# Carbonation Level For Cider



## smilinggilroy (17/2/11)

Hi All,
I am about to bottle a cider in the next day or so and wish to know what would be the ideal carbonation level?
Would like to know how to calculate the level for carbonating (bulk priming)?
I ask these questions as in the past I did a cider and carbed it at 2.5.
It turned out flat as but had a few bubbles in solution! (I used the bulk priming calculator for beer)
Did a few citrus concoctions and they were flat also (tasted shit also and all got chucked, cider included)
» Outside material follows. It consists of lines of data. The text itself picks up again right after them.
PR #3431, opened 2023-09-17
[CALCITE-5523] RelToSql converter generates GROUP BY clause with wind…

JiajunBernoulli:
…ow expression

### DIFF
--- a/core/src/main/java/org/apache/calcite/rel/rel2sql/SqlImplementor.java
+++ b/core/src/main/java/org/apache/calcite/rel/rel2sql/SqlImplementor.java
@@ -1878,6 +1878,11 @@ public abstract class SqlImplementor {
             && (hasNestedAgg || hasNestedWindowedAgg)) {
           return true;
         }
+        if (!dialect.supportsNestedAggregations()
+            && agg.getInput() instanceof Project
+            && ((Project) agg.getInput()).containsOver()) {
+          return true;
+        }
 
         if (clauses.contains(Clause.GROUP_BY)) {
           // Avoid losing the distinct attribute of inner aggregate.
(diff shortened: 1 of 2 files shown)


core/src/main/java/org/apache/calcite/rel/rel2sql/SqlImplementor.java
```diff
@@ -1878,6 +1878,11 @@ && hasSortByOrdinal()) {
             && (hasNestedAgg || hasNestedWindowedAgg)) {
           return true;
         }
+        if (!dialect.supportsNestedAggregations()
+            && agg.getInput() instanceof Project
```
LeonidChistov, line 1882: What if input is Window object?

LeonidChistov: And also `agg.getInput()` could be a `Calc` as well.

IMO something is deeply wrong with `needNewSubQuery` in general in terms of that it uses `instanceof Project` in multiple places, but does not really care about having `Calc` or `Window` on the same position, instead.

One of the possible solutions that could make whole code of RelToSqlConverter simpler, is to do some "normalization" of relational tree inside `SqlImplementor::visitRoot(...)` method in order to transform it to a form having less possible amount of node types.

But I guess that is something that needs to be discussed on the mailing list.

WDYT?

JiajunBernoulli: When will the input of Aggreagte be Window?

Window only appear when you use `ProjectToWindowRule` and I think the window will not be input of Aggregate.

LeonidChistov: @JiajunBernoulli 

It looks that you are right, at least I cannot reproduce an issue with `Window` under `Aggregate` that would also have a problem of aggregation by window expression.

But I guess that part of my comment about `Calc` is still relevant.

LakeShen:
Hi @JiajunBernoulli 

It looks like the title and commit's description is not clear.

This cider has been tasting quite nice from the samplings, so I don't want to stuff this one up.
Does one use a different priming calculator for non-beer brews (I've even had troubles with ginger beer)?
The carbonation of my beers.....so far so good. 
I'm in the process of moving into kegging. :beerbang: 
T.I.A.
Cheers.


----------



## raven19 (17/2/11)

Your 2.5 volumes would be about right imo - you want some medium to high carbonation levels in cider for sure.

Is the lack of carbonation previously due to lazy yeast in the bottle? Maybe worth pitching fresh dry yeast (champagne or similar maybe) with your priming sugar, plus some yeast nutrient also - as its in a cider environment now, not a beer environment.

Just my 2c.


----------



## Airgead (17/2/11)

Yep. 2.5 sounds about right.

How strong was the cider? It could have been over the alc tolerance of the yeast so it wouldn't carb. Adding fresh yeast (high alc type) would help.

Cheers
Dave


----------



## Nashmandu (17/2/11)

6 grams per litre


----------



## Tanga (18/2/11)

Shit. Really? I added 6g / 750 mL. Will I get bottle bombs?



Nashmandu said:


> 6 grams per litre


----------



## smilinggilroy (18/2/11)

Tanga said:


> Shit. Really? I added 6g / 750 mL. Will I get bottle bombs?



Hi Tanga,
Using the priming calculator you should get a carb. level of aprox. 3.0.
I repeat SHOULD.
Hope this helps.


----------



## Tanga (19/2/11)

So at what point do bottles explode?


----------



## raven19 (19/2/11)

:icon_offtopic: Most normal bottles should be able to take 3 volumes, you could probably get 3.5 volumes before you have a bottle bomb issue - however these numbers really depend on the bottle wall thickness etc.

My belgian tripel is primed to 3 volumes and have not had any issues yet.

If you are concerned with bombs, just crack the caps slightly to release the CO2 then cap the bottle again.


----------